An interesting follow-up to my blog from last week on employment came from a report in the Daily Mail today. The article stated that those employees who let their anger out rather than bottling it up can actually help advance their career. Psychiatrists at Harvard Medical School in the States measured how the careers of 824 individuals had progressed over the past 44 years, while assessing their personalities and coping tactics. Those who tended to repress their frustrations were at least three times more likely to admit they had hit a glass ceiling in their careers. They also admitted to having more disappointing personal lives.

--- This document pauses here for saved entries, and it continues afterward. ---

PR #668, opened 2015-07-12
Rails 4.2 support

yan-hoose:
I thought that I'd go ahead and post the PR even though the needed Rails fix is not present yet. This way you can already start reviewing the code (who knows when the Rails fix will happen). This is what got done:
- upgrade RSpec from 2.14 to 3.2 including upgrading from should to expect syntax
- use deliver_later when the mail object responds to it (starting from Rails 4.2)
- replace deprecated STDOUT capturing with alternatives
- add a default simple_form config to the dummy app to get rid of warnings
- add explicit :null => true to timestamps migrations (the current default) since it will be :null => false by default in future Rails versions

Tests pass nicely in the context of Rails 4.1. However in the context of Rails 4.2 there is one test failure caused by the known Rails counter_cache bug. Otherwise tests run without warnings or deprecation messages.


app/models/forem/subscription.rb
```diff
@@ -9,7 +9,12 @@ def send_notification(post_id)
       # If a user cannot be found, then no-op
       # This will happen if the user record has been deleted.
       if subscriber.present?
-        SubscriptionMailer.topic_reply(post_id, subscriber.id).deliver
+        mail = SubscriptionMailer.topic_reply(post_id, subscriber.id)
```
radar, line 12: I'm considering dropping support for earlier versions of Rails so that we won't have this method at all. It will always be `deliver_later`, and then `ActiveJob` can handle it.

spec/configuration_spec.rb
```diff
@@ -4,20 +4,20 @@
   describe ".default_gravatar" do
     it "can be set and retrieved" do
       Forem.default_gravatar = "foo"
-      Forem.default_gravatar.should eq("foo")
+      expect(Forem.default_gravatar).to eq("foo")
```
radar, line 7: Thanks for bringing this up to scratch on RSpec 3 :)

spec/lib/generators/forem/dummy/templates/config/initializers/simple_form.rb
```diff
@@ -0,0 +1,166 @@
+# Use this setup block to configure all options available in SimpleForm.
+SimpleForm.setup do |config|
```
radar, line 3: I don't think we should include this by default. SimpleForm already defaults to its own default configuration if one isn't specified. Why do we need to specify it ourselves?

yan-hoose, line 3: I added it because it was outputting warnings about missing config (and the fact that simple_form will use its defaults) when running the specs.

radar, line 3: My concern would be that if `simple_form` changed their defaults, then these "defaults" that we have here would be out of date, and therefore incorrect.

yan-hoose, line 3: I did some testing and it seems when we specify an absolute minimum config block like this:

``` ruby
SimpleForm.setup do |config|
end
```

... then simple_form does not complain about missing config. Sounds good, should I make the changes?

radar, line 3: Does that still use the default conf?

yan-hoose, line 3: Yes, this empty block gives me the same config as without any config block at all.

radar, line 3: Wonderful!

yan-hoose:
Well, everything is green!

radar:
:shipit:

PR #670, opened 2015-07-16
Provide a workaround for failing spec

vfonic:
I'm not sure this is the best way to go around this, but it does solve the issue without the need to change any functionality (e.g. changing column name).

Professor George Vaillant said "People think of anger as a terribly dangerous emotion and are encouraged to practise 'positive thinking', but we find that approach is self-defeating and ultimately a damaging denial of dreadful reality. We all feel anger, but individuals who learn how to express their anger while avoiding the explosive and self-destructive consequences of unbridled fury have achieved something incredibly powerful in terms of overall emotional growth and mental health."
Dr Howard Kassinove wrote a study which concluded that over 55% of subjects said that an angry episode produced a positive outcome. "People who are targets of anger in these studies will say things like 'I really understand the other person much better now - I guess I wasn't listening before'," he said. "While assertive expression is always preferable to angry expression, anger may serve an important alerting function that leads to deeper understanding of the other person and the problem."
Having blogged on Bitterness for a while last year, I get warning bells in the back of my head when I read this. How can any good come from such a dangerously negative emotion like anger? Trust me from one who knows - anger shouldn't be expressed or repressed - it needs to be dealt with.